**ABOUT THIS TASK:** Where does "mobile" appear in the data? Return each line that holds it.

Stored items
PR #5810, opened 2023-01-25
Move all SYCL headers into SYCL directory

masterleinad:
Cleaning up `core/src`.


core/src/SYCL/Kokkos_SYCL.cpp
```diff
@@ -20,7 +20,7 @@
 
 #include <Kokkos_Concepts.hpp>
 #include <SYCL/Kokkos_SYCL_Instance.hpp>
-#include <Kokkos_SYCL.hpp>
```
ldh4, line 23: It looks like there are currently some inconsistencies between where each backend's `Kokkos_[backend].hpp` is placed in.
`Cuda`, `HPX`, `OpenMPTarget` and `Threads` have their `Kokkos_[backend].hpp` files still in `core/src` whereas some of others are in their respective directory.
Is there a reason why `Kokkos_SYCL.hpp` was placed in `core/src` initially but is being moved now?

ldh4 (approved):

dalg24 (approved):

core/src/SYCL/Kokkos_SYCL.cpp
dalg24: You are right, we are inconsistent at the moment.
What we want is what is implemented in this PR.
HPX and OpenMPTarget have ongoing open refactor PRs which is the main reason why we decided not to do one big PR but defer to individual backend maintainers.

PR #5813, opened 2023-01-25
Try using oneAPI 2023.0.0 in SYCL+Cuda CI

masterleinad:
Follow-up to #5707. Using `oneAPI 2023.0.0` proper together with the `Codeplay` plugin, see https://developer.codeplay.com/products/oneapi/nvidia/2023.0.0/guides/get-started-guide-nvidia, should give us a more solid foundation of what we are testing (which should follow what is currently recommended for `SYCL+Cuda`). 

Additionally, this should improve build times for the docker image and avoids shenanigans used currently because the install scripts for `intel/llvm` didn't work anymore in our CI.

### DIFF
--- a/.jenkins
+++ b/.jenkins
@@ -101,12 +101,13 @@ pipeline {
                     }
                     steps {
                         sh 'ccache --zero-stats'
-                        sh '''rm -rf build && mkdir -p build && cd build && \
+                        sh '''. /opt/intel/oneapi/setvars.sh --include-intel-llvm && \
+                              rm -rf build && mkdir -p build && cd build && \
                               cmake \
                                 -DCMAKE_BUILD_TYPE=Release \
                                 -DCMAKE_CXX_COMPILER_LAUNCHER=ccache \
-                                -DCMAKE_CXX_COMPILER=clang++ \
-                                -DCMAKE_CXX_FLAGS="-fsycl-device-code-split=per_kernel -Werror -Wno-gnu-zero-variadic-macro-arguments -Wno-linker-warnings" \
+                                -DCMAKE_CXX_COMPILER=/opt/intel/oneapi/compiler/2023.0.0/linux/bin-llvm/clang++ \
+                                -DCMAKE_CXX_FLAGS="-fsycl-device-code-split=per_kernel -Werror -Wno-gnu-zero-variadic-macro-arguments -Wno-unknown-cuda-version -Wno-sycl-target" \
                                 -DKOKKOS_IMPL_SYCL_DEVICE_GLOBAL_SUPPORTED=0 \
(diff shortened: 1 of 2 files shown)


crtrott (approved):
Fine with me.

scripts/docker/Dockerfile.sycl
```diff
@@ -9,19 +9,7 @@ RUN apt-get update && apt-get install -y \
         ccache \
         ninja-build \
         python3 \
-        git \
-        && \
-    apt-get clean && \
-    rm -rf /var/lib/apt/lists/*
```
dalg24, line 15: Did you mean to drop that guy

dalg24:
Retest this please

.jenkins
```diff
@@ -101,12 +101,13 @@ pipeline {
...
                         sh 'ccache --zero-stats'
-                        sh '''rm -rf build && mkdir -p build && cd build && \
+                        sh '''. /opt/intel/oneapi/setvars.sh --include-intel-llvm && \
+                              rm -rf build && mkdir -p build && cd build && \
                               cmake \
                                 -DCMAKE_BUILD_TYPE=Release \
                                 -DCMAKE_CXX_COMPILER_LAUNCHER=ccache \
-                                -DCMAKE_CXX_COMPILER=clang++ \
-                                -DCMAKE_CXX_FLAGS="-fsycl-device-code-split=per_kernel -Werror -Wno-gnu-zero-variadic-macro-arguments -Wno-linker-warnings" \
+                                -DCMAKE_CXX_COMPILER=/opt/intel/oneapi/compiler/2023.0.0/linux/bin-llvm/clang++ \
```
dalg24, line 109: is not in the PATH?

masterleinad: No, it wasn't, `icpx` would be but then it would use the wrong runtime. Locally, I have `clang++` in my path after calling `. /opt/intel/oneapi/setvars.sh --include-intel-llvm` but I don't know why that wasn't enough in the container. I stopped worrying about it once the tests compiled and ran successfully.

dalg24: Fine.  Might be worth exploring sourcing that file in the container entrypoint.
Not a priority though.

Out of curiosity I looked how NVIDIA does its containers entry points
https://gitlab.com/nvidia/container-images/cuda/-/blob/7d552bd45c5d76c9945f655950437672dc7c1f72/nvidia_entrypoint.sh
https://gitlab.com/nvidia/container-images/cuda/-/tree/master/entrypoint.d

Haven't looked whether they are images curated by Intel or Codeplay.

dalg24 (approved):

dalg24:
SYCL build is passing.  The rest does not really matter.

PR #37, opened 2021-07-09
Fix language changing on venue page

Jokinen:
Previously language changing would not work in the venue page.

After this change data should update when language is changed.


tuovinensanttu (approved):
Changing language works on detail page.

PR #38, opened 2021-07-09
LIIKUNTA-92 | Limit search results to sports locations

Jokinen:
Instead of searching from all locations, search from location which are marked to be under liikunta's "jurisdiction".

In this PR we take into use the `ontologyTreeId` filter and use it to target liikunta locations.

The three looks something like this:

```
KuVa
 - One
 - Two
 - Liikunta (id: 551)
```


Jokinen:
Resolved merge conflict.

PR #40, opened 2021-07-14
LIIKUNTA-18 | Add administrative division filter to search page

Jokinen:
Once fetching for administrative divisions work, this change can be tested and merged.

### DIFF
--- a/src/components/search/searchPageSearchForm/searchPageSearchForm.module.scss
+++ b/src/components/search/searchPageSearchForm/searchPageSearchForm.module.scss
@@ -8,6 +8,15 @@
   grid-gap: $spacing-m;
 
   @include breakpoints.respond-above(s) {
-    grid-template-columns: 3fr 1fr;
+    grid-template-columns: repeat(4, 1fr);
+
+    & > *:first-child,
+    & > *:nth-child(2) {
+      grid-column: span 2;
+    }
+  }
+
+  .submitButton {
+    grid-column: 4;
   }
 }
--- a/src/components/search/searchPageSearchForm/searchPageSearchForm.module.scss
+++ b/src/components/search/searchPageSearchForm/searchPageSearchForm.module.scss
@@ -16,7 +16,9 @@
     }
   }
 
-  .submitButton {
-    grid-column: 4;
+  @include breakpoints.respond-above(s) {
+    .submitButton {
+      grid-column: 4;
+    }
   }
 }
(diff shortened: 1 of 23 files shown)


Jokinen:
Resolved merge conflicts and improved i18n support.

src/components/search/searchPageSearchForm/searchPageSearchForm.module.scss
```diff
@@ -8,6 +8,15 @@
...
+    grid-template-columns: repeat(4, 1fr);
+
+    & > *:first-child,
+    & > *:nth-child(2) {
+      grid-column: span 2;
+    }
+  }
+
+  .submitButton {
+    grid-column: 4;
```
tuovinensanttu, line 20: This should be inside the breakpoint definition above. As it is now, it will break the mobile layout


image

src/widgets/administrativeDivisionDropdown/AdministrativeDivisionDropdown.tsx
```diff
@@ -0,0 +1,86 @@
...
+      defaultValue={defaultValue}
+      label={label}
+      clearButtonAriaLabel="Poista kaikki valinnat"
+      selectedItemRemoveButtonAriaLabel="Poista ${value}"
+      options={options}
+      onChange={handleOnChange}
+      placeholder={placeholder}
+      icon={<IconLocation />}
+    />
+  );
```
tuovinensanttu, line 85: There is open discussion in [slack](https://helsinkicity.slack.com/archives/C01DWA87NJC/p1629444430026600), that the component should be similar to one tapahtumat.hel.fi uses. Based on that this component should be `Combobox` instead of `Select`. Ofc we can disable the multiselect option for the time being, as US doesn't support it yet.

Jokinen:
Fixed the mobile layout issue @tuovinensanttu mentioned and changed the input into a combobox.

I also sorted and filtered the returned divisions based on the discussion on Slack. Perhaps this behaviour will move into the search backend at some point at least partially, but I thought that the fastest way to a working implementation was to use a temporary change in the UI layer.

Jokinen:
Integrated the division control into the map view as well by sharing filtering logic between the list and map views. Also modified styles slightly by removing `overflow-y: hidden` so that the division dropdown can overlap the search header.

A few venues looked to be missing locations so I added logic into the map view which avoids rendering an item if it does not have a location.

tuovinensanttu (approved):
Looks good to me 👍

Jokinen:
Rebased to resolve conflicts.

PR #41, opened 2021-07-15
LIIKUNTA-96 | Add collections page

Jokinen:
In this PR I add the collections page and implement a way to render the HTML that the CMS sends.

**REPLY:**
tuovinensanttu, line 20: This should be inside the breakpoint definition above. As it is now, it will break the mobile layout
Fixed the mobile layout issue @tuovinensanttu mentioned and changed the input into a combobox.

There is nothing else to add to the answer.